Before you start tuning your server for mysql performance, you need to obtain the system information first. To do that, there are some linux command that may be useful.
top command
How to interpret the output from top command? Here you go.
- The first line is telling you that the system is up 211 days 9 hr and 38 minutes. There are 2 users using the system (from process table, they are mysql and ec users). For the last 1, 5 and 15 minutes, the load of the system shows 0.01, 0.11 and 0.21 respectively.
- The 2nd line shows you that there are 82 processes running in the system, only 1 of them are active (In the process table, S=R means Running) and 81 of them are in sleeping mode (S = S means sleeping).
- The 3rd - 5th line are very useful.
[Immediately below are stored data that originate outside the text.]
PR #909, opened 2024-11-12
fix: dropdown auto click the element when TAB operation is invoked

sravichandran-eightfold:
## SUMMARY:
Dropdown element is clicking on first element since instead of focus, we were calling onclick event

https://eightfoldai.atlassian.net/browse/ENG-116631

## CHANGE TYPE:

- [X] Bugfix Pull Request
- [ ] Feature Pull Request

## TEST COVERAGE:

- [X] Tests for this change already exist

## TEST PLAN:
1. Go to storybook
2. Go to Dropdown, Single Dropdown
3. Use Keyboard to Tab and when you tab multiple times it should not close or click on the element

### DIFF
--- a/src/components/Dropdown/Dropdown.tsx
+++ b/src/components/Dropdown/Dropdown.tsx
@@ -296,7 +296,7 @@ export const Dropdown: FC<DropdownProps> = React.memo(
           }, NO_ANIMATION_DURATION);
           const menuButtonEvent: HTMLButtonElement =
             document.activeElement as HTMLButtonElement;
-          menuButtonEvent.click();
+          menuButtonEvent?.focus?.();
         }
         if (event?.key === eventKeys.TAB && event.shiftKey) {
           timeout && clearTimeout(timeout);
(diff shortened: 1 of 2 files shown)


src/components/Dropdown/Dropdown.tsx
```diff
@@ -296,7 +296,7 @@ export const Dropdown: FC<DropdownProps> = React.memo(
           }, NO_ANIMATION_DURATION);
           const menuButtonEvent: HTMLButtonElement =
             document.activeElement as HTMLButtonElement;
-          menuButtonEvent.click();
+          menuButtonEvent?.focus?.();
```
szhang-eightfold, line 299: I thought we use Tab to exit dropdown and also select the element we last focused in? Maybe worth checking with Swapnill too, but this looks fine to me

szhang-eightfold (approved):

src/components/Dropdown/Dropdown.tsx
sravichandran-eightfold: There is a escape key handling for this as well

PR #927, opened 2024-12-24
fix: added aria-label to the date range picker

nsanap-c-eightfold:
## SUMMARY:

- The aria-label was applied only to the wrapper div element, representing the entire group.
- Inside the wrapper div, there are two input fields: one for the start date and one for the end date.
- To improve accessibility, we added support for custom aria-label attributes for both input fields.
- Introduced two new props: `startDateInputAriaLabel` and `endDateInputAriaLabel`, allowing child components to pass custom `aria-label` values for the respective inputs.
- If no `aria-label` is provided through the new props, the aria-label attributes will not be added to the date range picker inputs by default.

https://eightfoldai.atlassian.net/browse/ENG-122300

## CHANGE TYPE:

- [x] Bugfix Pull Request
- [ ] Feature Pull Request

## TEST COVERAGE:

## TEST PLAN:

- Ensure that the aria-label props can be passed to the Date Range Picker component.
- Verify that the aria-label values are correctly rendered in the DOM.
- Inspect the DOM to confirm that the aria-label attributes are applied to the start and end date input fields.
- Verify that the aria-label props are visible and correctly displayed in Storybook.
- Ensure the Date Range Picker component is functioning properly and the aria-label values are accessible and applied as expected.

### DIFF
--- a/src/components/DateTimePicker/DatePicker/DatePicker.stories.tsx
+++ b/src/components/DateTimePicker/DatePicker/DatePicker.stories.tsx
@@ -224,35 +224,11 @@ const { RangePicker } = DatePicker;
 const Range_Picker_Story: ComponentStory<typeof RangePicker> = (args) => {
   return (
     <Stack direction="vertical" flexGap="m">
-      <RangePicker
-        {...args}
-        startDateInputAriaLabel={args.startDateInputAriaLabel}
-        endDateInputAriaLabel={args.endDateInputAriaLabel}
-      />
-      <RangePicker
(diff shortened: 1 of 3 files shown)


cpatil-c-eightfold (approved):

cpatil-c-eightfold:
LGTM

https://github.com/user-attachments/assets/3c721874-cf68-4530-b9e8-5cd82e9ddf12

szhang-eightfold (approved):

It gives you the current status of our system. CPU is 99% idle. If it is not, you want to find out who is using it. The process table is sort by %CPU (if you have dual core processor, the % here can reach 200). In term of memory, the total memory in the system is around 4G in total. As you can see, 3.5 G is in used. For our mysql instance, it is using 1.2G of memory that is about 32% of the used memory. Another interesting thing to examine is the swap memory. There is 2G of swap memory allocated in this system and the system barely uses it. It is good because system takes time to swap in and out the data from memory to disk and vice versa.
- Troubleshooting: When you see mysql process is taking high %CPU - CPU-bound, there may be queries costing intensive cpu cycles. You can look into it via mysql administrative commands. When you see high % of IO wait - ie. IO-bound, you may have inefficient queries that cause mysql reading too many rows to locate the data you are interested in. In system level, you could reduce the # of IO via better use of memory/buffer or reduce the seek time via faster disk and less random data storage.
Other linux commands
- more /proc/version (check linux os version)
- more /proc/cpuinfo (for dual processor with speed 2.80MHz: cpu core = 2, processor = 1, cpu MHz = 2.80)
Look under the hood
First you need to understand how mysql uses the memory. Most of the memory mysql allocates is used for various internal buffers and caches. These buffers fall into 2 major groups: global vs per-connection buffers. The 2 most important global buffers are MyISAM key buffer (key_buffer_size) and InnoDB’s buffer pool (innodb_buffer_pool_size). For MyISAM, remember that msyql doesn’t cache row data but the index block. So, the less often mysql needs to hit the disk to scan a table’s index, the faster the queries will be. In practice, OS may somehow help you out via caching some row data in cache. Even this, if possible, consider making the key buffer large enough to hold the indexes for your most actively used tables. By adding up the size of the .MYI files for the tables, you will have a good idea to set the buffer. For InnoDB, both cache index and row data are together in its buffer pool via using the clustered indexes. S0 if the table size is not large, you will achieve the best performance via storing the whole table in cache because you don’t need to do any IO. However, if you modify the data in the table, you need to sync up your disk either per min or per commit.
Allocate enough memory for mysql
min_memory_needed = global_buffers + (thread_buffers * max_connections)
thread_buffers includes:
- sort_buffer
- myisam_sort_buffer
- read_buffer
- join_buffer
- read_rnd_buffer
global_buffers includes:
- key_buffer
- innodb_buffer_pool
- innodb_log_buffer
- innodb_additional_mem_pool
- net_buffer
When there are large number of concurrent users like 300-400, a particular nasty series of events may happen. The reason is large number of threads need to allocate additional memory, it can cause mysql to allocate so much memory that the OS begins swapping, which causes performance to degrade further, which means that each query takes longer to complete. With queries running more slowly, the odds of more threads needing memory increases. It is a vicious spiral. The only solution is to restore balance between the system’s memory and mysql’s memory needs. That means doing one of the following:
- Add more memory
- Decrease max_connections
- Decrease some of the per-thread buffer sizes
Be proactive, monitor memory use on your server.